*WHAT YOU WILL DO:*
Reproduce each record exactly, leaving out no line.

*DATA EXTRACTS:*

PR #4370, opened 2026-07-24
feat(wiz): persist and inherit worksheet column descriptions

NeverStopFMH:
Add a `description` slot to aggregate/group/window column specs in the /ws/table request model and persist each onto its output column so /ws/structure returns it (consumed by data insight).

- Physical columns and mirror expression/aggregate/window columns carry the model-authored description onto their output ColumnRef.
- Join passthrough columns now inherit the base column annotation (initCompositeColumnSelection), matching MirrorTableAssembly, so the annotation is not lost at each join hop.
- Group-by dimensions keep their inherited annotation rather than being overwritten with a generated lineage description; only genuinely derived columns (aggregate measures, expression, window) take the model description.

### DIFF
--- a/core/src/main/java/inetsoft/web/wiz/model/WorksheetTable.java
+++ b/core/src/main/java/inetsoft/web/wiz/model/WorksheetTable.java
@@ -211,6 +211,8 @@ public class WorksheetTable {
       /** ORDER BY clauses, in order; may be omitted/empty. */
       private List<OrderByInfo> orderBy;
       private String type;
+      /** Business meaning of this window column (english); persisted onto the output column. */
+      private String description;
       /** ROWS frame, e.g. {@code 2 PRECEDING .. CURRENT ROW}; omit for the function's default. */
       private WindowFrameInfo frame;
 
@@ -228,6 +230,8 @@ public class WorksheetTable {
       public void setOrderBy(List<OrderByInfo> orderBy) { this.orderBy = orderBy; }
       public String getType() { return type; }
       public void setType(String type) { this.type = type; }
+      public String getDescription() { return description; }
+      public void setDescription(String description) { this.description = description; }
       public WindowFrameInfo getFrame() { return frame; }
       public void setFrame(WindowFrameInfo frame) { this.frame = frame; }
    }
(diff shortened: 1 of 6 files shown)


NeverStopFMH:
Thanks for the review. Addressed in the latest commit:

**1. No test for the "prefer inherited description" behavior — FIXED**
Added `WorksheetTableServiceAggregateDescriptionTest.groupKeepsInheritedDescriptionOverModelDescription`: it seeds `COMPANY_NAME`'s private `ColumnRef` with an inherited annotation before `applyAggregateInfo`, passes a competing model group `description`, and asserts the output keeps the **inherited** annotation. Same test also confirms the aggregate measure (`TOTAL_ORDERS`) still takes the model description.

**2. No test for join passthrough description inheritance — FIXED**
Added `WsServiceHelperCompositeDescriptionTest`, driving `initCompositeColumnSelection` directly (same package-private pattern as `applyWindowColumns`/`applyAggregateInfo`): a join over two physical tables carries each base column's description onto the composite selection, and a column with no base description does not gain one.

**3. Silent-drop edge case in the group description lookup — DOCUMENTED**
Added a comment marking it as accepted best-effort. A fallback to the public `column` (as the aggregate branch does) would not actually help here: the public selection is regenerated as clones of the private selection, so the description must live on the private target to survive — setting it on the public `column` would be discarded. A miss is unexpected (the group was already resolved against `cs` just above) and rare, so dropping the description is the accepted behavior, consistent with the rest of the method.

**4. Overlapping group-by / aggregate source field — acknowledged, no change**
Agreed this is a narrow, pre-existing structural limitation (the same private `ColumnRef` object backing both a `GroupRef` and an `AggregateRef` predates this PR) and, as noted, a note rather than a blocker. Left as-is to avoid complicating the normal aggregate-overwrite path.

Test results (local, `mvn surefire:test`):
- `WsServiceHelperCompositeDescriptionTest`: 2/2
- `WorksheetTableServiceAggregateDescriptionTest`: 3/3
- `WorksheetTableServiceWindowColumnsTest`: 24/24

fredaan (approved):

*RESULT FOR THIS EXERCISE:*
PR #4370, opened 2026-07-24
feat(wiz): persist and inherit worksheet column descriptions

NeverStopFMH:
Add a `description` slot to aggregate/group/window column specs in the /ws/table request model and persist each onto its output column so /ws/structure returns it (consumed by data insight).

- Physical columns and mirror expression/aggregate/window columns carry the model-authored description onto their output ColumnRef.
- Join passthrough columns now inherit the base column annotation (initCompositeColumnSelection), matching MirrorTableAssembly, so the annotation is not lost at each join hop.
- Group-by dimensions keep their inherited annotation rather than being overwritten with a generated lineage description; only genuinely derived columns (aggregate measures, expression, window) take the model description.

### DIFF
--- a/core/src/main/java/inetsoft/web/wiz/model/WorksheetTable.java
+++ b/core/src/main/java/inetsoft/web/wiz/model/WorksheetTable.java
@@ -211,6 +211,8 @@ public class WorksheetTable {
       /** ORDER BY clauses, in order; may be omitted/empty. */
       private List<OrderByInfo> orderBy;
       private String type;
+      /** Business meaning of this window column (english); persisted onto the output column. */
+      private String description;
       /** ROWS frame, e.g. {@code 2 PRECEDING .. CURRENT ROW}; omit for the function's default. */
       private WindowFrameInfo frame;
 
@@ -228,6 +230,8 @@ public class WorksheetTable {
       public void setOrderBy(List<OrderByInfo> orderBy) { this.orderBy = orderBy; }
       public String getType() { return type; }
       public void setType(String type) { this.type = type; }
+      public String getDescription() { return description; }
+      public void setDescription(String description) { this.description = description; }
       public WindowFrameInfo getFrame() { return frame; }
       public void setFrame(WindowFrameInfo frame) { this.frame = frame; }
    }
(diff shortened: 1 of 6 files shown)


NeverStopFMH:
Thanks for the review. Addressed in the latest commit:

**1. No test for the "prefer inherited description" behavior — FIXED**
Added `WorksheetTableServiceAggregateDescriptionTest.groupKeepsInheritedDescriptionOverModelDescription`: it seeds `COMPANY_NAME`'s private `ColumnRef` with an inherited annotation before `applyAggregateInfo`, passes a competing model group `description`, and asserts the output keeps the **inherited** annotation. Same test also confirms the aggregate measure (`TOTAL_ORDERS`) still takes the model description.

**2. No test for join passthrough description inheritance — FIXED**
Added `WsServiceHelperCompositeDescriptionTest`, driving `initCompositeColumnSelection` directly (same package-private pattern as `applyWindowColumns`/`applyAggregateInfo`): a join over two physical tables carries each base column's description onto the composite selection, and a column with no base description does not gain one.

**3. Silent-drop edge case in the group description lookup — DOCUMENTED**
Added a comment marking it as accepted best-effort. A fallback to the public `column` (as the aggregate branch does) would not actually help here: the public selection is regenerated as clones of the private selection, so the description must live on the private target to survive — setting it on the public `column` would be discarded. A miss is unexpected (the group was already resolved against `cs` just above) and rare, so dropping the description is the accepted behavior, consistent with the rest of the method.

**4. Overlapping group-by / aggregate source field — acknowledged, no change**
Agreed this is a narrow, pre-existing structural limitation (the same private `ColumnRef` object backing both a `GroupRef` and an `AggregateRef` predates this PR) and, as noted, a note rather than a blocker. Left as-is to avoid complicating the normal aggregate-overwrite path.

Test results (local, `mvn surefire:test`):
- `WsServiceHelperCompositeDescriptionTest`: 2/2
- `WorksheetTableServiceAggregateDescriptionTest`: 3/3
- `WorksheetTableServiceWindowColumnsTest`: 24/24

fredaan (approved):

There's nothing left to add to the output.